WORK TO COMPLETE: The lines to be copied are those below that contain "includes".

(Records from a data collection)
◆ ◆ ◆ ◆

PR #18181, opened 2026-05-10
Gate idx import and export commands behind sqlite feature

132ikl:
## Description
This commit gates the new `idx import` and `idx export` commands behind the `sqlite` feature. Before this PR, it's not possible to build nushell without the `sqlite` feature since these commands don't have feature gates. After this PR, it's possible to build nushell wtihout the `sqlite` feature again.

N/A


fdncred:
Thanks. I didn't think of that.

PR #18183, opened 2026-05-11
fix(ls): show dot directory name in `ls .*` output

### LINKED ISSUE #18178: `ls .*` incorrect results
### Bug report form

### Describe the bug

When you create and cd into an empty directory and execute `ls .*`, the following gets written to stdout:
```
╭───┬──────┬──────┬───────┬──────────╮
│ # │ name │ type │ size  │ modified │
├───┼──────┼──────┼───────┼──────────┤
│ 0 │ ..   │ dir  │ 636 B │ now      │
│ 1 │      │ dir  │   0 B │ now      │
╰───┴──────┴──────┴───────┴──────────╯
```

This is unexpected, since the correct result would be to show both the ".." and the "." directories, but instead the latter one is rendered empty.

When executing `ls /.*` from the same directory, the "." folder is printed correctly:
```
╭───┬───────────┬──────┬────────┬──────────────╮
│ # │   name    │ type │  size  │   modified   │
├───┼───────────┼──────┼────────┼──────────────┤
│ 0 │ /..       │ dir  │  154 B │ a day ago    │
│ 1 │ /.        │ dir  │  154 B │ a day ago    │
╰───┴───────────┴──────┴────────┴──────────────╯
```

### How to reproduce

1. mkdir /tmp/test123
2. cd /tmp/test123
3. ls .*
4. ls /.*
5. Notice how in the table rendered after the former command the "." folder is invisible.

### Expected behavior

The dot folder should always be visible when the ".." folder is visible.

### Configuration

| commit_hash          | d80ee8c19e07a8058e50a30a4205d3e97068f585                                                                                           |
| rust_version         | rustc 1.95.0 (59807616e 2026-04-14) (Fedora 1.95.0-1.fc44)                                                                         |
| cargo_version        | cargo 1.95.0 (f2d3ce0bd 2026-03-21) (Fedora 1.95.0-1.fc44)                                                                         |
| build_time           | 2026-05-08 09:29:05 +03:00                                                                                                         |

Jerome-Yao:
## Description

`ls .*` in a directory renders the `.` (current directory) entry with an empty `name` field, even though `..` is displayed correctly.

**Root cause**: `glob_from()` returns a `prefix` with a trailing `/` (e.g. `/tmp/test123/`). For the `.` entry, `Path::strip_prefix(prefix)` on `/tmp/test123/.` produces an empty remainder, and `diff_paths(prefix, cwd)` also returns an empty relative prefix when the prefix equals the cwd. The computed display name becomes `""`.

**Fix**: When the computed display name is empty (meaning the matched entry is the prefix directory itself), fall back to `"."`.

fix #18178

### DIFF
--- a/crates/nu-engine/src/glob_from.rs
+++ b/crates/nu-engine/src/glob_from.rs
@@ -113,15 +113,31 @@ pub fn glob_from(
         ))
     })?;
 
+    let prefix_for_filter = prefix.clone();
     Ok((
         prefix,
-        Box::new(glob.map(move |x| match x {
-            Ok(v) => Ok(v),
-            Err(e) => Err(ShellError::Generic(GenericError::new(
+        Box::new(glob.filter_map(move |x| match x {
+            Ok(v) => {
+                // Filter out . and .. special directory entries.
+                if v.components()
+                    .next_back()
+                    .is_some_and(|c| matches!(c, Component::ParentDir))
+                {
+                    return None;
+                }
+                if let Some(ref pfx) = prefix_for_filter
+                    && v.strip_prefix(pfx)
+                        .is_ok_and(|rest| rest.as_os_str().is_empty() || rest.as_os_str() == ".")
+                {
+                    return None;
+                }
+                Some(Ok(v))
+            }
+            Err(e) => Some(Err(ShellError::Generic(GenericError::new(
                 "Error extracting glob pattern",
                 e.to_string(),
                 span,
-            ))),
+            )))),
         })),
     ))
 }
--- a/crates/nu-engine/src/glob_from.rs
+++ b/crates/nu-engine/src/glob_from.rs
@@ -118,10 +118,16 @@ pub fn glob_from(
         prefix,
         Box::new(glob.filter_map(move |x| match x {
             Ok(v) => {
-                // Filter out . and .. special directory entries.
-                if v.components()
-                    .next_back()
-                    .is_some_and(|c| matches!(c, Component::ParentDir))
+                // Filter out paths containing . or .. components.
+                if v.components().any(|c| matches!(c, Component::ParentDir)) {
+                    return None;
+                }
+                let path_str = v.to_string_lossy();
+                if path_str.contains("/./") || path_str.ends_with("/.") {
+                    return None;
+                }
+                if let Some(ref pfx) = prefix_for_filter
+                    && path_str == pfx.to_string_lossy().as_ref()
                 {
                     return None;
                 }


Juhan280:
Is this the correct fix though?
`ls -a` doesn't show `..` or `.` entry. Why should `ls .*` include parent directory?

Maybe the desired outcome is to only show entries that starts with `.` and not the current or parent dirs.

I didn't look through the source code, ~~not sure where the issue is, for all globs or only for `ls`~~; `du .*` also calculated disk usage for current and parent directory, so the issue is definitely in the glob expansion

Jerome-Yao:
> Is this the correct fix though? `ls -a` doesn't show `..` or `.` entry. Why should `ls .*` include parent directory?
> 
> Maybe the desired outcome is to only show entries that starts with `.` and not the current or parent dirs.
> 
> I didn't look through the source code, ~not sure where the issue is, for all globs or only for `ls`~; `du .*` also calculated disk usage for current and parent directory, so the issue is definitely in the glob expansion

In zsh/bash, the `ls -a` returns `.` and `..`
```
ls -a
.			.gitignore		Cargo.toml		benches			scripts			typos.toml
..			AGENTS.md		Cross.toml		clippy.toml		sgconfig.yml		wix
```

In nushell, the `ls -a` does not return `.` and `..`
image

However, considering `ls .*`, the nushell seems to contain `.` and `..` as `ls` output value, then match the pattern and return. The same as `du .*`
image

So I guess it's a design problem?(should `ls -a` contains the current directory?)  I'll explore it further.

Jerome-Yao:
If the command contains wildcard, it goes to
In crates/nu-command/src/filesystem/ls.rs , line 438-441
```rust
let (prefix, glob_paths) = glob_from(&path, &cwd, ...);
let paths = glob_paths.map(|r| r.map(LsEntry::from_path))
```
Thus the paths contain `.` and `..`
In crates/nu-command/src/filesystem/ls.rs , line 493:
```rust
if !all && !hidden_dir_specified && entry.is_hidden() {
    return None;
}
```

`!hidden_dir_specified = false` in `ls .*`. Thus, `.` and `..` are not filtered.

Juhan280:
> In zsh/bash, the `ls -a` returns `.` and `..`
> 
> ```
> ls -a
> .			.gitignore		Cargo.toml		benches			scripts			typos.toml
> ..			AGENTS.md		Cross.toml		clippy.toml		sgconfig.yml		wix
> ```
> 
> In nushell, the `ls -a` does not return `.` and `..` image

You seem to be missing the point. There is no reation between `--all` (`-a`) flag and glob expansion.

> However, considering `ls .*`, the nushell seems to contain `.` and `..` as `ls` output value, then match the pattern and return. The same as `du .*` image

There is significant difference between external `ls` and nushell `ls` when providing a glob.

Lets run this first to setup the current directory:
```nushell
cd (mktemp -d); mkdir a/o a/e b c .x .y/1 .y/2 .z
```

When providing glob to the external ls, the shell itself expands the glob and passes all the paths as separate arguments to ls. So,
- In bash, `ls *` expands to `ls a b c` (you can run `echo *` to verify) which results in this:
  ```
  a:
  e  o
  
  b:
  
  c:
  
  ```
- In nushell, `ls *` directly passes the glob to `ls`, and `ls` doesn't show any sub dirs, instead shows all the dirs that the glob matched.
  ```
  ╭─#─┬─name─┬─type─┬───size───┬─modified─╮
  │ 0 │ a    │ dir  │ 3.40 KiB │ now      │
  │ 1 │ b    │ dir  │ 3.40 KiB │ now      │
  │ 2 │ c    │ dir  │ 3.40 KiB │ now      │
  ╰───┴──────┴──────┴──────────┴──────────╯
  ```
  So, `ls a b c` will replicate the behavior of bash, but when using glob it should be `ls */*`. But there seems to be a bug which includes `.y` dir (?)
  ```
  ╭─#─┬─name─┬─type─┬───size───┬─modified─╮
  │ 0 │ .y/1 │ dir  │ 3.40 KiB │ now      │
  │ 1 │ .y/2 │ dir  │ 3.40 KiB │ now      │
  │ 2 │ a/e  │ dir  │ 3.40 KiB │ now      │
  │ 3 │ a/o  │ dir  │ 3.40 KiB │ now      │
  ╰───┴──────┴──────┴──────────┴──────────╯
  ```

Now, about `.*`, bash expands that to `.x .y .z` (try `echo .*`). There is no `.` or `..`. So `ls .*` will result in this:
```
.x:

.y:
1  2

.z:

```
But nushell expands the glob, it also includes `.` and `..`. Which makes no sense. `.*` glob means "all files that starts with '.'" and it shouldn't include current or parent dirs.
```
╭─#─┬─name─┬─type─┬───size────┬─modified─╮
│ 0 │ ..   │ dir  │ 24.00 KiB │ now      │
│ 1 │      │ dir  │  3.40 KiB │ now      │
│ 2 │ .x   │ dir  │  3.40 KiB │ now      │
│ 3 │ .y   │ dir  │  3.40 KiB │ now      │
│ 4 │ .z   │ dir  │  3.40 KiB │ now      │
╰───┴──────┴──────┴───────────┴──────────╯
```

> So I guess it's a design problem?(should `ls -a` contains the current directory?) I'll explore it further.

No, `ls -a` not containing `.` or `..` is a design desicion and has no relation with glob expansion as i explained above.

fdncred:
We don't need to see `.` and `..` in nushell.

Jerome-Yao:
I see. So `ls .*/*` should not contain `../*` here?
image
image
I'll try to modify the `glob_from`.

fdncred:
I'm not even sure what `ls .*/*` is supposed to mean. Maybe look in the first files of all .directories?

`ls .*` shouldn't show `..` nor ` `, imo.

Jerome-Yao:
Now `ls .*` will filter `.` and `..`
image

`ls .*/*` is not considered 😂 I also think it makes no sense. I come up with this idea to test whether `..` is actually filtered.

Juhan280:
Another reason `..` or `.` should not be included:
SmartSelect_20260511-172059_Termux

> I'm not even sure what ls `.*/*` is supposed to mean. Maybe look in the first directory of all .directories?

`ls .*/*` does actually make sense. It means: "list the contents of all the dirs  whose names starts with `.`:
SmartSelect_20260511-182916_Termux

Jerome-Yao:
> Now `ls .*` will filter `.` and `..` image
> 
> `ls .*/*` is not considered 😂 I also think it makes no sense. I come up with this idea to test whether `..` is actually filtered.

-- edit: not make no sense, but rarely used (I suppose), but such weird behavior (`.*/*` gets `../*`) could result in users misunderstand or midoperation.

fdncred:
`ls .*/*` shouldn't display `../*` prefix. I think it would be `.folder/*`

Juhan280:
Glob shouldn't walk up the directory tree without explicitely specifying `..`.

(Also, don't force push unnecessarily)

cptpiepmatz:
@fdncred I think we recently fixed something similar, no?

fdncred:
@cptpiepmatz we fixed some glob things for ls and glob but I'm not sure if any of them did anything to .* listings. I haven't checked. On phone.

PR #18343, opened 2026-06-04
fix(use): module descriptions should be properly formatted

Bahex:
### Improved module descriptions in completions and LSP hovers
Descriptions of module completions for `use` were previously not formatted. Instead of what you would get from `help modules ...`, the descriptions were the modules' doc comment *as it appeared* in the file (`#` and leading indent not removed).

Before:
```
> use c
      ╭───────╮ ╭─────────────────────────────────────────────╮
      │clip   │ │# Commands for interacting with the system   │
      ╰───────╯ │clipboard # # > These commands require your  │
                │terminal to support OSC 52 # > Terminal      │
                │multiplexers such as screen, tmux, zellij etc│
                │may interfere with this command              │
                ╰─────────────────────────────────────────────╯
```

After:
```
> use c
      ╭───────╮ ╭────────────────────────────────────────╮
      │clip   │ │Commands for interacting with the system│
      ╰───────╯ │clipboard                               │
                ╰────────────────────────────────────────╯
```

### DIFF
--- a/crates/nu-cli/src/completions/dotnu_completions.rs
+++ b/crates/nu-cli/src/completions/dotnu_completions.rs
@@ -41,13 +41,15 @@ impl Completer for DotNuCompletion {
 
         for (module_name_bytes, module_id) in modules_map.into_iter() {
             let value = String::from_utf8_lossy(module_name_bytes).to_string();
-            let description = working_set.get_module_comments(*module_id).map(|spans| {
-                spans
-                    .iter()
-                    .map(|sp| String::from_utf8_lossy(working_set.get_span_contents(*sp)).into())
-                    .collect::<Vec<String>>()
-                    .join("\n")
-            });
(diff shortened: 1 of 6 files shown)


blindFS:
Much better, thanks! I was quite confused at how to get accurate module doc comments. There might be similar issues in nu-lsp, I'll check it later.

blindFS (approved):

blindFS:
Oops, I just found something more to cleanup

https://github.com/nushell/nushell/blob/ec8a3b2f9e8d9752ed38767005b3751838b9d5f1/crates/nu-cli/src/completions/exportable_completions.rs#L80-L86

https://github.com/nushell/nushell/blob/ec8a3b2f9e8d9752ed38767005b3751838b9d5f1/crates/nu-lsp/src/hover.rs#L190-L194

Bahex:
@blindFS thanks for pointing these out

◆ ◆ ◆ ◆

ANSWER TO THIS EXERCISE:
  So, `ls a b c` will replicate the behavior of bash, but when using glob it should be `ls */*`. But there seems to be a bug which includes `.y` dir (?)
But nushell expands the glob, it also includes `.` and `..`. Which makes no sense. `.*` glob means "all files that starts with '.'" and it shouldn't include current or parent dirs.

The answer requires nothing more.